# Any advice?



## Snowfox (Dec 26, 2009)

Hey Kate, 

first off, we have a couple of forums specifically for different types of equipment (Board, Bindings, Boots, and outwear). You can post in some of those for more specifics. 

Secondly, before we give you any advice we're going to need to know your height, weight, gender, shoe size, riding experience, and riding style. 

Personally, I'm using an Atomic Radon 164cm with K2 Auto Uprise Bindings and a Ride Control 162cm with Ride EX's. Got some k2 Darkos for my boots. I'm pretty set up for freeride stuff at the moment, but that's more my style (and as you can see, I'm pretty familiar with Ride and k2 now. The Atomic was kind of a random opportunity, but I'm really happy I sprung for it. 

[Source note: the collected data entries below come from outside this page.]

PR #16942, opened 2024-12-23
Key render phases off the main world view entity, not the render world view entity.

pcwalton:
We won't be able to retain render phases from frame to frame if the keys are unstable. It's not as simple as simply keying off the main world entity, however, because some main world entities extract to multiple render world entities. For example, directional lights extract to multiple shadow cascades, and point lights extract to one view per cubemap face. Therefore, we key off a new type, `RetainedViewEntity`, which contains the main entity plus a *subview ID*.

This is part of the preparation for retained bins.


ickshonpe (commented):
Nothing gets rendered for the UI, but I'm not very familiar with the camera extraction internals and I couldn't quite unravel the problem. 

Very loosely, from what I can tell: 
`extract_default_ui_camera_view` spawns a default camera view entity for each camera which has an `ExtractedView` with `subview_index: 1` and then creates a corresponding `TransparentUi` render phase. 

But the extracted uinodes are given the entity id of the non-ui camera `ExtractedView` entity so that in `queue_uinodes` the non-ui view with `subview_index: 0` is retrieved and then no `TransparentUi` phases are found because they were all keyed to `subview_index: 1`.

pcwalton:
This should fix the issue with the UI. The proper fix was a bit tricky and involved creating a new subgraph runner to make sure to run the UI rendering subgraph on the right render world entity.

crates/bevy_ui/src/render/mod.rs
```diff
@@ -250,6 +255,31 @@ impl ExtractedUiNodes {
...
+        &self,
+        graph: &mut RenderGraphContext,
+        _: &mut RenderContext<'w>,
+        world: &'w World,
+    ) -> Result<(), NodeRunError> {
+        // Fetch the UI view.
+        let Some(mut render_views) = world.try_query::<&DefaultCameraView>() else {
+            return Ok(());
+        };
+        let Some(default_camera_view) = render_views.iter(world).next() else {
```
ickshonpe, line 273: The `multiple_windows` example doesn't render the label for the second window. It looks like this just needs to look up the correct view using the `graph.view_entity()`.
```suggestion
        let Ok(default_camera_view) = render_views.get(world, graph.view_entity()) else {
```

ickshonpe (changes requested):
Multi-window UI isn't working, I think I found the problem though.

Otherwise everything looks good now, the different shaders etc all seem to be working correctly.

IceSentry:
It looks like there's still some issues with UI based on the example runner https://pixel-eagle.com/project/B25A040A-A980-4602-B90C-D480AB84076D?filter=PR-16942

ickshonpe:
> It looks like there's still some issues with UI based on the example runner https://pixel-eagle.com/project/B25A040A-A980-4602-B90C-D480AB84076D?filter=PR-16942

Ah yeah you're right. Shadows and texture slices still don't work, I must have ran those examples on the wrong branch by mistake.

ickshonpe:
The extraction and queue functions just needed to be updated. I put in a pr on this pr with the needed changes.

pcwalton:
Cherry picked over, thanks!

ickshonpe (approved):
The UI rendering is all fixed now. There is a slight performance regression from the extra indirection but I don't think it's a problem with this PR really, more of a sign that we need to rethink how the UI handle its camera views.

crates/bevy_ui/src/render/mod.rs
```diff
@@ -532,16 +562,39 @@ const UI_CAMERA_FAR: f32 = 1000.0;
 // TODO: Evaluate if we still need this.
 const UI_CAMERA_TRANSFORM_OFFSET: f32 = -0.1;
 
+/// The ID of the subview associated with a camera on which UI is to be drawn.
+///
+/// When UI is present, 3D cameras extract to two views: a 3D one and a UI one.
+/// The main 3D camera gets subview 0, and the corresponding UI camera gets this
+/// subview, 1.
```
IceSentry, line 569: Why does this comment only mentions 3d cameras? Isn't this also true for 2d?

IceSentry (approved):

crates/bevy_ui/src/render/mod.rs
ickshonpe: Yes every active 2d or 3d camera gets an extracted UI view. Doesn't matter if there are any UI entities present, only that the UI rendering plugin is enabled.

pcwalton: Updated the comment.

alice-i-cecile:
Let me know when this has passed an example check run and merge conflicts are resolved please :)

pcwalton:
@alice-i-cecile I kicked off a run. https://pixel-eagle.com/project/B25A040A-A980-4602-B90C-D480AB84076D?filter=PR-16942 Looks like the failures are known intermittents, so we should be good to go.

Brands that are considered "good" usually consist of K2, Ride, Burton, Rome, NeverSummer, Flux (bindings), Flow (bindings, not sure bout boards), Lib-Tech among others. If you're looking for a woman's board there are a couple of women specific companies (stay the fuck away from Bitchboards) and k2 has a specific Women's Alliance thing going.

Edit: Those are just sort of the main brands that are usually pretty consistent (or have the custom service to match any QC failures. This is not to say there aren't other opportunities out there, they're just not as well known. (Example: BlakSheep is starting up next year, but they're pretty small time at the moment).


----------